What you should do:
Tally the lines below that include the string "void". Reply with the total only.

(Stored data)
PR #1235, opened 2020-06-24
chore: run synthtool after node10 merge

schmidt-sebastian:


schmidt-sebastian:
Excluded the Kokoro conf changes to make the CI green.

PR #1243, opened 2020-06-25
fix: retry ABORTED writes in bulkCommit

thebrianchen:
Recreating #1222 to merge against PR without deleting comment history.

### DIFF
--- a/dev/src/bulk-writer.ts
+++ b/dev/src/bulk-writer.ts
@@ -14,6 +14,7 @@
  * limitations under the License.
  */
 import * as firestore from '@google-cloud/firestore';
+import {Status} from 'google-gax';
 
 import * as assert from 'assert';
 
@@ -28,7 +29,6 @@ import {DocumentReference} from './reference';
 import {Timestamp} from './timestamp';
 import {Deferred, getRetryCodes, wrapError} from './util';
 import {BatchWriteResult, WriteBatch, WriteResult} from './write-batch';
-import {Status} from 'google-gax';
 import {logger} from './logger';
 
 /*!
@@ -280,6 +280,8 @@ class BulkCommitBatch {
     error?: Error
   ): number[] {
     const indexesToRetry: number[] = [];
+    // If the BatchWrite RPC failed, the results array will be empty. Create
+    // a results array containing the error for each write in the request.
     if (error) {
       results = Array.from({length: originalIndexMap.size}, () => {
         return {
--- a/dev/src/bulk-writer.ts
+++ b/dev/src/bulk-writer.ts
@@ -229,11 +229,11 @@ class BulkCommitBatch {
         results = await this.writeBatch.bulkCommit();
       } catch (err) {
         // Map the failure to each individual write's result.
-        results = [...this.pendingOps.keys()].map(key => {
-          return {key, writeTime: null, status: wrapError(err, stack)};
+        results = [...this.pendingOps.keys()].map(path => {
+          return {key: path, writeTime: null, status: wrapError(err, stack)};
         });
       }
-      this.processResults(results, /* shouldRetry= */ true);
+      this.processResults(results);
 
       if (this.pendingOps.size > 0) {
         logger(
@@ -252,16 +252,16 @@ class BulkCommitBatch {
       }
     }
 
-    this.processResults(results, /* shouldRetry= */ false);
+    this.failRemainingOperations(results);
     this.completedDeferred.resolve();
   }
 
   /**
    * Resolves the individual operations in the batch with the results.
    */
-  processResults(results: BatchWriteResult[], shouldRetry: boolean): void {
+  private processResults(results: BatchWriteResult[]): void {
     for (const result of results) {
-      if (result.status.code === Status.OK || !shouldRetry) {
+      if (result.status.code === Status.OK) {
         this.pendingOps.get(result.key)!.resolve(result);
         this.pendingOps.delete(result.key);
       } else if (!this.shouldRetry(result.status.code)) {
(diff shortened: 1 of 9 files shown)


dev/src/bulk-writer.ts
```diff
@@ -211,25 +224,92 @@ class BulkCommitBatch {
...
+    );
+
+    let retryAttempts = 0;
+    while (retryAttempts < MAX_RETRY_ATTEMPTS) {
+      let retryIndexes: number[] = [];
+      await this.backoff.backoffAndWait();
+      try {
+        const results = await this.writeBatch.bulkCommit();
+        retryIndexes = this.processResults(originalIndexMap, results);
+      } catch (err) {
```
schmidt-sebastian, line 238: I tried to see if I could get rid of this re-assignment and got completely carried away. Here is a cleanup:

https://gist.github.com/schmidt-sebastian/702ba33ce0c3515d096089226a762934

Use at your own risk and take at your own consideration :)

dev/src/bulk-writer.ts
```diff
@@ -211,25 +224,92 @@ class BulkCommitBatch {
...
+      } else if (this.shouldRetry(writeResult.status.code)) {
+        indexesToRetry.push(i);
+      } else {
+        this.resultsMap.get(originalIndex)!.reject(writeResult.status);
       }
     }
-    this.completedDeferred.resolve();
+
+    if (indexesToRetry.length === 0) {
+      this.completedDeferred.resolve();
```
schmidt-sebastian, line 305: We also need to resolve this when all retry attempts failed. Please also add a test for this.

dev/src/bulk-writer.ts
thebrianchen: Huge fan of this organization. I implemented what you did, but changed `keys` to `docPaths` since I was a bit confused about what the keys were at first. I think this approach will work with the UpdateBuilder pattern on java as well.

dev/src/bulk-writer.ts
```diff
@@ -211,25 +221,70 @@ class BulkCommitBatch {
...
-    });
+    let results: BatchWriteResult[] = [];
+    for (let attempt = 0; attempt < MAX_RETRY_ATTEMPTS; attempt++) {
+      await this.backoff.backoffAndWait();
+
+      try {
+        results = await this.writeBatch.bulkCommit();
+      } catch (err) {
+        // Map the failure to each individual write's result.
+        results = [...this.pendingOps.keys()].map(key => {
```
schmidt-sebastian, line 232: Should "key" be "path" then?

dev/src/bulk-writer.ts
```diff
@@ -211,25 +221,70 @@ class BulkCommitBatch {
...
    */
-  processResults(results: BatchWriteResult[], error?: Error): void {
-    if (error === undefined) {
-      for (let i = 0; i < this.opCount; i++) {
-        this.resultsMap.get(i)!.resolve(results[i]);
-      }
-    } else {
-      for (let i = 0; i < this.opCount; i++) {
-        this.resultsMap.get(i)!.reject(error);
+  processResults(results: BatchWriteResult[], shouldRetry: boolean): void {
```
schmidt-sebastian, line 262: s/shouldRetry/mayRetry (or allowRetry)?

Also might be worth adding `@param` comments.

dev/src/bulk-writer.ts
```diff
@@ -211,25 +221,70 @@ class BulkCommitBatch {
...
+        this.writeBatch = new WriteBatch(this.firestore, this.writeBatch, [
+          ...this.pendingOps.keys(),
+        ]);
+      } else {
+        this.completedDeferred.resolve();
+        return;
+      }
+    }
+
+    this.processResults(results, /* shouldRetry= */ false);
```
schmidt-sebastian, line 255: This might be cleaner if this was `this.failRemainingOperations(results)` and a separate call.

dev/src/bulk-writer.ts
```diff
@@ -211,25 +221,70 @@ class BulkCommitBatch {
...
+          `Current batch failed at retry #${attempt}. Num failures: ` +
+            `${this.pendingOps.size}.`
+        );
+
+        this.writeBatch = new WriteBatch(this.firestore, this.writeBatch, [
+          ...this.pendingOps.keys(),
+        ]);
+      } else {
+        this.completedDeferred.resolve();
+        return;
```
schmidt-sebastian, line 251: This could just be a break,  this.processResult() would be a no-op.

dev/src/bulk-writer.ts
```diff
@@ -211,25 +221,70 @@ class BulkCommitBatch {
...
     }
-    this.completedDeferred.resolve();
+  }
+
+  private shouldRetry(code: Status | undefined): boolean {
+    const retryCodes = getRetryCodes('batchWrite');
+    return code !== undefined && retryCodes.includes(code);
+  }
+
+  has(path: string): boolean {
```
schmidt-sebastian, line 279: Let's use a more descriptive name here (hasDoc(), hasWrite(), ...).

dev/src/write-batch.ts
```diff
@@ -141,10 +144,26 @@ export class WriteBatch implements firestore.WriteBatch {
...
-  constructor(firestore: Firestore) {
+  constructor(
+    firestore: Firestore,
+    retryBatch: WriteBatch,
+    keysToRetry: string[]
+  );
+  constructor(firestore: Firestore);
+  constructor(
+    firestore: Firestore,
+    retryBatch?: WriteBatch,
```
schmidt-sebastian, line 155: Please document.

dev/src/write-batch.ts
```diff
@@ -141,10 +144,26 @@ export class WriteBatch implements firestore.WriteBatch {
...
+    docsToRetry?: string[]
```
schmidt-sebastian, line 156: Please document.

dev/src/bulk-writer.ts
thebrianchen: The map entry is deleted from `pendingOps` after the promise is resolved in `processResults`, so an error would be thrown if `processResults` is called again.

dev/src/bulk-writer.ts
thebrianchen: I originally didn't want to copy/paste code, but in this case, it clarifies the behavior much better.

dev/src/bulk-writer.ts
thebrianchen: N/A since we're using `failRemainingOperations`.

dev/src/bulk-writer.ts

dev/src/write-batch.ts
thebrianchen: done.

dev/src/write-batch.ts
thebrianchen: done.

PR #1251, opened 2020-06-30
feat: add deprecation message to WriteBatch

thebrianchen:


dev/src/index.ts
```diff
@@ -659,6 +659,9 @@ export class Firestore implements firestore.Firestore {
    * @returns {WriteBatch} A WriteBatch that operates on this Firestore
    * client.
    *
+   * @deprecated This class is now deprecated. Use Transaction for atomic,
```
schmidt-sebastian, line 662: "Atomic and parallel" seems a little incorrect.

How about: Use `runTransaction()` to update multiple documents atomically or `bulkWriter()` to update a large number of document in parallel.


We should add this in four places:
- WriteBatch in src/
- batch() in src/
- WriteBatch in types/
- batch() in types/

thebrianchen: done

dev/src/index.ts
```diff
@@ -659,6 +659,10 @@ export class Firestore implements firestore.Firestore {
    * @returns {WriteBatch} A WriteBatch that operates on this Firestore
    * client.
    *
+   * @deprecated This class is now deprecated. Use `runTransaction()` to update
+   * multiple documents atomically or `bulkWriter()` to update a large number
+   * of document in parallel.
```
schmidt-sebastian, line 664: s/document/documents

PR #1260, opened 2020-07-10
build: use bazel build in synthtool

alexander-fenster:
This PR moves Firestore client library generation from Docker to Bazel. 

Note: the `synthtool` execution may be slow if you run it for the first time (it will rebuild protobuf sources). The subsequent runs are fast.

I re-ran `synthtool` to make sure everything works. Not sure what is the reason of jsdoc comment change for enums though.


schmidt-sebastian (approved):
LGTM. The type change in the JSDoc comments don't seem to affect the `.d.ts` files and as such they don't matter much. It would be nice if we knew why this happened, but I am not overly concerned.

Result:
4